Ethereum 11.29 market analysis and trading strategy

I. Market review and current situation

At 9:00 am on November 29, the price of Ethereum was 3558. At this moment, it is near the key neckline of 3550 and has successfully held this important position. Judging from yesterday's trend, Ethereum stretched rapidly from 3300 on the fast line, reaching a maximum of 3688, and then stepped back to the support level of 3530 corresponding to the golden section line 0.618, which was proven to be effective. At present, Ethereum has entered the second stage of the ladder-like upward movement and is sprinting towards the third stage.

II. Technical indicator analysis

(I) Daily K-line indicator

Before the release of the daily K-line, the highest was 3686 and the lowest was 3550. The upward mesh diffusion of the EMA trend indicator has ended, but the MACD volume increase stretch is still continuing, and DIF and DEA are still in a high-level diffusion and pull-up state. The Bollinger Bands are open. Although the K-line broke through the upper rail yesterday, it has now returned to the upper rail 3594 channel. The pressure at this position is relatively weak.

(II) Four-hour K-line indicators

The four-hour K-line has continuously stood firm at the EMA15 trend support of 3530. MACD volume has decreased and the top divergence has continued. DIF and DEA have shrunk downward at high levels, while the K-line is blocked at the trend high. The Bollinger Bands are also in an open state, with the upper rail pressure at 3704 and the middle rail support at 3475.

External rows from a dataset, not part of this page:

PR #1246, opened 2017-09-01
Update comment for large screen media query

BaylorRae:
Just found this project today and so far it has been great to work with. Thanks for all the work put into making these Visual Studio templates.

When going through the CSS I noticed this typo for the desktop media query comments. This PR fixes the comments in the template css files replaces **small** with **large** where appropriate.


BaylorRae:
These files were moved to [aspnet/templating](https://github.com/aspnet/templating) in 09317b83a86

PR #1250, opened 2017-09-02
redux template: automatically infer FetchData's new props type

stephtr:
After being connected to redux's store the props type isn't the same anymore since `WeatherForecastsState` gets filled by the store.

The template worked because when using the `FetchData` component within the `Route` component it seems like its type doesn't get checked accurately. However using the component as `<FetchData ... />` generates an error since the properties of `WeatherForecastsState` were seemingly missing.

The type definition of redux's `connect` has been built in such a way, that the new props type gets automatically infered.


SteveSandersonMS:
Thanks for submitting this PR! As it happens, the next version of the React-Redux template will be based around create-react-app output and this change won't be applicable to it (nor will the original issue). I'll close this because it doesn't apply to the newer template. Hope that's OK!

stephtr:
That is nice to hear!

PR #1252, opened 2017-09-02
Returning provided promise in `addTask`

### LINKED ISSUE #1249: [domain-task] addTask: return promise
Wouldn't it be more useful if `addTask` would return the original promise?
One could then write `const response = await addTask(fetch('/api/test'));` instead of
```
const task = fetch('/api/test');
addTask(task);
const response = await task;
```
Edit: [@DanHarman](https://github.com/aspnet/JavaScriptServices/issues/902#issuecomment-299418722) also mentioned it.

rosieks:
This PR resolves #1249


SteveSandersonMS:
Thanks!

PR #1284, opened 2017-09-18
[2.0.1] Update references to other 2.0.1 patch packages

natemcmaster:
- Adding the patch feed
 - Adding the generated list of packages that should be changed from AspNetCoreVersion


natemcmaster:
FYI - CI is expected to fail until we have an initial build

PR #1306, opened 2017-09-29
Add SPA middleware APIs to support new templates

SteveSandersonMS:
These new APIs allow for a more modern way to host a SPA inside an ASP.NET application:

* Instead of prerendering being done through a tag helper that executes when rendering an MVC view, prerendering can now be applied as root-level middleware independent of any MVC concepts.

Judging from various technical indicators, Ethereum's bullish trend is still continuing. III. Trading strategy

(I) Long strategy

Considering the impact of sector rotation, when arranging long orders, it is recommended to wait for the key support level to be stepped back before making a decision. The current neckline is not an ideal first entry point for long orders. If the price drops further, you can choose to enter the market in the 3450 to 3500 range to go long. Set the defensive position at 3400 to 3350, stop loss 50 points, target price first look at 3600 to 3650, if successfully broken through, further look at 3700 to 3750.

(II) Short strategy

For short operations, short orders can be arranged when the price rises to the range of 3800 to 3850. The defensive position is set at 3900 to 3950, stop loss 50 points, target first look at 3700 to 3600, once broken, it is expected to drop to 3500 to 3450.